For conditional distribution $$f_{X|Y}(x|y) = \frac{f(x,y)}{f_Y(y)}$$
this is the basic definition I know about conditional distribution
Consider n + m trials having a common probability of success. Suppose, however, that this success probability is not fixed in advance but is chosen from a uniform (0, 1) population.

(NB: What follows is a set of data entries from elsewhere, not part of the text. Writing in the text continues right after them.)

PR #331, opened 2026-07-03
Make fprime-util format work for libraries

### LINKED ISSUE #4926: `fprime-util format` should work for libraries
| | |
|:---|:---|
|**_F´ Version_**| |
|**_Affected Component_**|  |
---
## Feature Description

An F´ library isn't a project, yet it still should be able to be formattable. The issue is that there's no easy way to go find the default F´ `.clang-format` file. 
Either libraries should provide their own, or maybe we could add in the behavior to go fetch that file and put it in the root of the library. Many possible solutions.

Expected behavior:
- clone an F´ library (such as https://github.com/fprime-community/fprime-zephyr) outside of a project
- run `cd fprime-zephyr && fprime-util format --dirs ./Svc` should work

Sammy-Dabbas:
Fixes nasa/fprime#4926.

## Problem

`fprime-util format` fails in an F Prime library (e.g. fprime-zephyr) for two stacked reasons:

1. `format` went through `load_build()`, which calls `Build.find_nearest_parent_project()`. A library has no root `CMakeLists.txt` with `project()`, so the command dies with "Could not detect project directory" before formatting ever runs.
2. The style file was hardcoded to `framework_path/.clang-format` from `settings.ini`, which libraries do not have.

## Fix

- Add `format` to `skip_build_loading()` (alongside `version-check`) so no build/project context is required, and remove it from the now-irrelevant `skip_build_cache_validation()`.
- New `locate_clang_format_file()` in `commands.py`: when a parent F Prime project is detected, use the framework's `.clang-format` exactly as before (no behavior change for deployments); otherwise walk up the directory tree from the working path for a `.clang-format`, mirroring clang-format's own discovery convention so libraries can carry their own style file.
- Guard `builder.settings` access in `ClangFormatter.execute()` so it tolerates `build=None`.

## Testing

- 4 new tests covering the library cases: `execute` with no build object, style-file discovery from inside a library, the missing-style-file error path, and an end-to-end `run_code_format` against a synthetic library with its own `.clang-format` (skipped if clang-format is unavailable).
- Formatter suite: 11 passed (7 existing + 4 new), re-verified after rebasing onto current `devel`.
- Manually exercised the CLI against synthetic libraries: format and `--check` behave correctly, a missing `.clang-format` produces a clear error, and the deployment/project case still resolves the framework style file (regression-checked).

Happy to adjust the discovery order or error text if you have a preferred convention.

### DIFF
--- a/src/fprime/util/commands.py
+++ b/src/fprime/util/commands.py
@@ -14,16 +14,13 @@ Current commands include:
 import argparse
 import sys
 from pathlib import Path
-from typing import Dict, List, Optional
+from typing import Dict, List
 import subprocess
 import platform
 import importlib.metadata
 
 
-from fprime.common.error import FprimeException
 from fprime.fbuild.builder import Build, InvalidBuildCacheException
-from fprime.fbuild.settings import IniSettings
-from fprime.fbuild.types import UnableToDetectProjectException
 from fprime.util.code_formatter import ClangFormatter
 from .versioning import VersionException, FPRIME_PIP_PACKAGES
 from fprime.util.cookiecutter_wrapper import (
@@ -157,38 +154,6 @@ def run_new(
     )
 
 
-def locate_clang_format_file(parsed: argparse.Namespace) -> Optional[Path]:
-    """Locate an explicit .clang-format style file, if the project declares one.
-
-    Inside an F´ project (which declares a `framework_path` in settings.ini) the
-    framework's `.clang-format` is used, preserving the historical behavior.
-    Inside a standalone F´ library there is no settings.ini, so this returns None
-    and lets clang-format discover the nearest `.clang-format` itself: format is
-    run with `--style=file`, which already searches each input file's parent
-    directories.
-
-    Args:
-        parsed: parsed input arguments
-
-    Returns:
-        Path to the framework's .clang-format when a project is detected, or None
-        to defer discovery to clang-format (standalone library).
-    """
-    try:
-        cmake_root = (
-            Path(parsed.root)
-            if parsed.root is not None
-            else Build.find_nearest_parent_project(Path.cwd())
-        )
-        settings = IniSettings.load(cmake_root / "settings.ini")
-        framework_path = settings.get("framework_path")
-        if framework_path is not None:
-            return Path(framework_path) / ".clang-format"
-    except (UnableToDetectProjectException, FprimeException):
-        pass  # Standalone library: let clang-format find the .clang-format itself
-    return None
-
-
 def run_code_format(
     build: Build,
     parsed: argparse.Namespace,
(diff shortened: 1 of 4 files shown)


src/fprime/util/commands.py
```diff
@@ -154,6 +157,51 @@ def run_new(
...
+            else Build.find_nearest_parent_project(Path.cwd())
+        )
+        settings = IniSettings.load(cmake_root / "settings.ini")
+        framework_path = settings.get("framework_path")
+        if framework_path is not None:
+            return Path(framework_path) / ".clang-format"
+    except (UnableToDetectProjectException, FprimeException):
+        pass  # Not in a project (e.g. a standalone library); fall back to search
+
+    # Library fallback: walk up from the working path searching for a .clang-format
```
thomas-bc: This is the default `clang-format` behavior so I think it'd be better to just delegate to it, and not rewrite the logic ourselves.

thomas-bc (changes requested):

src/fprime/util/commands.py
```diff
@@ -179,7 +227,7 @@ def run_code_format(
     }
     clang_formatter = ClangFormatter(
         "clang-format",
-        build.settings.get("framework_path", Path(".")) / ".clang-format",
+        locate_clang_format_file(parsed),
```
thomas-bc: would be useful to print out the found location in the case that `--verbose` is specified

Sammy-Dabbas:
Thanks. clang-format is already invoked with --style=file, so it discovers the nearest .clang-format from each input file's directory on its own. I dropped the manual walk up. The locate_clang_format_file now only resolves the framework's .clang-format when a project is detected and returns None for a standalone library, and the formatter skips its pre-flight existence check when there's no explicit framework file. The end-to-end library test still passes because clang-format finds the library's  config. A library shipping no .clang-format falls back to clang-format's default style rather than erroring, which matches its normal behavior.

thomas-bc (changes requested):
Looking at this in a bit more detail, I'm realizing that things have been off for a while (nothing to do with your PR - so thanks for unearthing this!). The code goes and look for `path/to/fprime/.clang-format`, but it's never actually used.

Since https://github.com/nasa/fprime-tools/pull/199, we only specify `--style=file` and never give an explicit path. So `fprime-util format` **always** delegates to clang-format to find the `.clang-format` file in a parent repo.

This is intended. Projects have their own `.clang-format` file, and libraries that want formatting should define their own as well. There's therefore no reason to try and find the `fprime/.clang-format` file. We should remove the logic to attempt to do it. Libraries can then run `fprime-util format` and it'll behave exactly the same: let clang-format try to find a `.clang-format` file in a parent directory.

Sammy-Dabbas:
Done in 5e99471. The --verbose location print is left out since we no longer
locate the file ourselves. There's nothing for us to print, and clang-format
resolves it internally. Happy to add it back in some form if you'd like.

Sammy-Dabbas:
Hi @thomas-bc, following up on this one. I pushed the changes you asked for; the framework .clang-format lookup is removed and discovery is delegated to clang-format via --style=file (5e99471, 6bac973). I left the --verbose found-location print out since the tool no longer resolves the file itself, but I am happy to add some form of it if you would like.

thomas-bc (approved):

What is the conditional distribution of the success probability given that then + m trials result inn successes?
But for this question
why for this problem conditional formula looks like
$$f_{X|N}(x|n) = \frac{P(N=n|X=x)f_X(x)}{P(N=n)}$$????
You say you understand $$f_{X \mid Y} (x \mid y) = \frac{f(x,y)}{f_Y(y)}.$$ Then you should also understand $$f_{Y \mid X} (y \mid x) = \frac{f(x,y)}{f_X(x)}$$ which can be rearranged as $$f(x,y) = f_{Y \mid X}(y \mid x) f_X(x).$$ Plugging this last expression for $f(x,y)$ into the first equation above yields $$f_{X \mid Y} (x \mid y) = \frac{f_{Y \mid X}(y \mid x) f_X(x)}{f_Y(y)}.$$ This is sometimes called Bayes's rule.